It’s a refrain so common we don’t bother to question it. Kids don’t make it to 2nd grade without picking up the tune. But why should it be that way? Why should we wish away 5/7ths of our lives until we retire? 

We don’t need to continue working as we have been. We don’t need to spend Saturdays recovering from work and Sundays preparing for it. We don’t need to disappoint our families and friends because the only energy we have for them is what’s left over after work takes its share. We don’t need to wish away our time while shortening it—haven’t you heard that sitting is the new smoking? We don’t need to dress up in suits and business masks, pretending and performing and dreading the thing that should fulfill us. It’s not necessary, and it’s not good. There are other ways to build our lives and organizations, if only we are brave enough to try. 

I believe work should be a source of joy—one of many in our lives.

I know it’s possible because it’s true for me. It only took leading dozens of consulting engagements about employee experience, one personal tragedy and subsequent existential crisis, and my daughter telling me, “YOU’RE NOT DOING YOUR BEST!” when she caught me turning two pages at a time of her bedtime story so I could get back to work sooner, but here I am: genuinely happy in my work and my life. 

Well… you know, except for the days I’m still a work-in-progress. To paraphrase Richard Bach, I teach best what I’ve most needed to learn.

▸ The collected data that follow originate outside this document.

PR #9683, opened 2020-12-23
CB-9746: Adding LoadBalancer FQDN endpoints to the datalake services.

sxxgrc:
This PR addresses the following Jiras:
https://jira.cloudera.com/browse/CB-9746
https://jira.cloudera.com/browse/CB-10123

Specifically, I am attempting to change the endpoints assigned to all of the Datalake services from being constructed with a Knox URL to being constructed with the LoadBalancer URL.

The end-goal is for this change to be reflected across both the CDP UI and any other way of attempting to access the individual service endpoints

### DIFF
--- a/core/src/main/java/com/sequenceiq/cloudbreak/core/bootstrap/service/host/ClusterHostServiceRunner.java
+++ b/core/src/main/java/com/sequenceiq/cloudbreak/core/bootstrap/service/host/ClusterHostServiceRunner.java
@@ -6,6 +6,7 @@ import static com.sequenceiq.cloudbreak.cmtemplate.CMRepositoryVersionUtil.CLOUD
 import static com.sequenceiq.cloudbreak.cmtemplate.CMRepositoryVersionUtil.isVersionNewerOrEqualThanLimited;
 import static com.sequenceiq.cloudbreak.core.bootstrap.service.ClusterDeletionBasedExitCriteriaModel.clusterDeletionBasedModel;
 import static java.util.Collections.singletonMap;
+import static org.apache.commons.lang3.StringUtils.isEmpty;
 import static org.apache.commons.lang3.StringUtils.isNotBlank;
 import static org.apache.commons.lang3.StringUtils.isNotEmpty;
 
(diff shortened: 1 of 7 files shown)


core/src/main/resources/schema/app/20201221232206_CB-9746:_Use_new_loadbalancer_endpoints_for_DL_services.sql
```diff
@@ -0,0 +1,10 @@
+-- // CB-9746: Use new loadbalancer endpoints for DL services
+-- Migration SQL that makes the change goes here.
+
+ALTER TABLE loadbalancer ADD COLUMN IF NOT EXISTS fqdn character varying(255) DEFAULT 'No Info';
+UPDATE loadbalancer SET fqdn = 'No Info' WHERE fqdn IS NULL;
```
hreeve-cloudera, line 5: I don't think we should have the default be a string value. You're not checking the value of the load balancer FQDN name anywhere that I saw, so it seems like the code could see the string "No Info" and think that's a perfectly valid domain. I don't think we need a default value, since if it isn't set it should just be null, and then the statements that check if it's null will correctly evaluate to false.

mock-thunderhead/src/main/resources/application.yml
```diff
@@ -34,4 +34,4 @@ auth:
     database.wire.encryption.enable: true
     datahub.runtime.upgrade.enable: true
     embedded.database.on.attached.disk.enable: true
-    datalake.loadbalancer.enable: false
+    datalake.loadbalancer.enable: true
```
hreeve-cloudera, line 37: I've been asked by the CB team to not enable this by default, since it only really works if you're using mow-dev UMS and most people won't be.

hreeve-cloudera (changes requested):

core/src/main/java/com/sequenceiq/cloudbreak/core/bootstrap/service/host/ClusterHostServiceRunner.java
```diff
@@ -629,7 +630,19 @@ private void addGatewayUserFacingCertAndFqdn(GatewayConfig gatewayConfig, Cluste
             gateway.put("userfacingkey", cluster.getStack().getSecurityConfig().getUserFacingKey());
             gateway.put("userfacingcert", cluster.getStack().getSecurityConfig().getUserFacingCert());
         }
-        String fqdn = cluster.getFqdn();
+
+        String fqdn = null;
+        if (cluster.getStack().getLoadBalancers() != null && cluster.getStack().getLoadBalancers().size() > 0) {
+            fqdn = (cluster.getStack().getLoadBalancers().stream()
+                    .filter(lb -> lb.getType() == LoadBalancerType.PUBLIC).findAny()
+                    .orElse(cluster.getStack().getLoadBalancers().iterator().next()))
```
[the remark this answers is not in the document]
orngejaket: LoadBalanceryType.PUBLIC.equals(lb.getType())

orngejaket (changes requested):
Similar to hreeve's comments.

hreeve-cloudera (approved):

orngejaket (approved):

This book is for anyone who is feeling burned out or like they have more to offer the world. For senior executives who want to lead extraordinarily successful AND extraordinarily human businesses (and enjoy themselves while doing it). And for people/HR leaders who are tempted to get “No good deed…” tattooed on their arm but have hope for a paradigm of work that is based on more than the notion of “human resources.” It’s for anyone who believes that no one on their deathbed wishes they’d spent more time at the office, but equally believes those people are probably pretty happy that they’d spent some time at the office. If you’re a workaholic and like it that way, I wish you lots of coffee and luck in finding a different book.

I’ll also note upfront that this isn’t your average business book.

The vast majority of business books will try to convince you of something through persuasive argument alone. But I think that leaves quite a lot on the table! We are more than reasoning machines, and to truly try on a new point of view, we need to experience it. 

In this book, in addition to some good old fashioned reasoning, research, and client examples, I’ll invite you to move, try to make you laugh, give you a token to carry around, offer a puzzle to solve, and present an obituary for a practice that is no longer serving you. There will be exercises for leadership and people teams endeavoring to make work better, along with reflection practices for individuals. There will be business poetry. Comics. And field trip invitations. All diverse, yet cohesive.

You can think of each segment as a thought chocolate. Experiencing each should be a pleasure. They will have different flavors and take you to different places, and are meant to be savored. Because whether we’re working or reading a book, all we have is the journey—and it should be a good one.

We begin by looking at the assumptions underlying our relationship with work.

Behind every comment about being exhausted by Friday is a belief that work is fundamentally extractive

—that we empty ourselves for our employers in exchange for money; that we grin and bear the exhaustion so we can refill ourselves on our own time.

Most people faced with a terminal illness would eagerly trade all their dollars if it meant more time with their friends and family. And yet, in health, we so often trade our time with friends and family for money—and as we do, we wish away our days.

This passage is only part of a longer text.